Below are some entries. Copy each line in them that holds "throws".

*Material provided:*
►
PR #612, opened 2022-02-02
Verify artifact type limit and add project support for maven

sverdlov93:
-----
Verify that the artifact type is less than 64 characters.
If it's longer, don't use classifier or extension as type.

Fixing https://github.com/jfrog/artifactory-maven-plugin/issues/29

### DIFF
◄
►
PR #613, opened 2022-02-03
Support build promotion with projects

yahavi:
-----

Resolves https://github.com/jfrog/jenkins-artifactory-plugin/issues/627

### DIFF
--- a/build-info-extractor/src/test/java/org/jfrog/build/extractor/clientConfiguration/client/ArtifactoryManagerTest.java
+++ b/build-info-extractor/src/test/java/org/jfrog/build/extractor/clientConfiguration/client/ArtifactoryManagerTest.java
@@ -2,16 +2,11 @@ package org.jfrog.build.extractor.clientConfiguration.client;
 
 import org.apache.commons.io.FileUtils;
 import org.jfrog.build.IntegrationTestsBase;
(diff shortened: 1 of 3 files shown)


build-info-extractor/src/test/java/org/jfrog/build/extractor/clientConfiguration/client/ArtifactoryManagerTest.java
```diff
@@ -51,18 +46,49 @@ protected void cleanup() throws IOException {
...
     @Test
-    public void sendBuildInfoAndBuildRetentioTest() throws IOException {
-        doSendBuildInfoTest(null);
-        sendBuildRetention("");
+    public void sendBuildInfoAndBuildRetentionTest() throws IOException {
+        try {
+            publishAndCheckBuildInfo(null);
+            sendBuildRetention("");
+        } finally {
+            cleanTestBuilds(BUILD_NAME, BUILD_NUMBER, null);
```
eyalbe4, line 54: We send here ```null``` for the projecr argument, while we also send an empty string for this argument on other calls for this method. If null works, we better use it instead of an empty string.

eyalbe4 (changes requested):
◄
►
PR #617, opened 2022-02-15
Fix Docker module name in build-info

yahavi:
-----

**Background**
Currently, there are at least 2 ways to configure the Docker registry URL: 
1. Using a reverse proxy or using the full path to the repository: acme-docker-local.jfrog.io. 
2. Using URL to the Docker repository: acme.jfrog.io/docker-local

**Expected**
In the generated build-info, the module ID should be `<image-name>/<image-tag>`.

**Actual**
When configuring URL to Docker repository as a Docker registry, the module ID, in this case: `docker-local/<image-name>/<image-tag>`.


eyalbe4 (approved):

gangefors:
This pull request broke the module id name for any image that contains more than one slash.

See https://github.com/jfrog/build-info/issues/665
◄
*Task response:*
@@ -51,18 +46,49 @@ protected void cleanup() throws IOException {
-    public void sendBuildInfoAndBuildRetentioTest() throws IOException {
+    public void sendBuildInfoAndBuildRetentionTest() throws IOException {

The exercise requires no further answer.